#### [Task input]
PR #938, opened 2025-07-29
Fix for the update status task due to changes in kubernetes 1.33.

jmazzitelli:
This moves away from operator_sdk collection. Note that kubernetes.core versions 4 and 6 both support Kubernetes 1.24 and up (with v6 supporting more current versions), thus we should not have any backward compat issues.

The code changes in this PR were generated by Cursor/claude-4-sonnet

fixes: https://github.com/kiali/kiali/issues/8593

NOTE: this may not be needed. See comments in the issue

### DIFF
--- a/requirements.yml
+++ b/requirements.yml
@@ -43,9 +43,7 @@ collections:
 - name: community.general
   version: 9.0.0
 - name: kubernetes.core
-  version: 4.0.0
-- name: operator_sdk.util
-  version: 0.5.0
+  version: 6.0.0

#### [What the task asks]
Please copy out each line in the entries that mentions the string "core".

#### [Response box]
This moves away from operator_sdk collection. Note that kubernetes.core versions 4 and 6 both support Kubernetes 1.24 and up (with v6 supporting more current versions), thus we should not have any backward compat issues.
 - name: kubernetes.core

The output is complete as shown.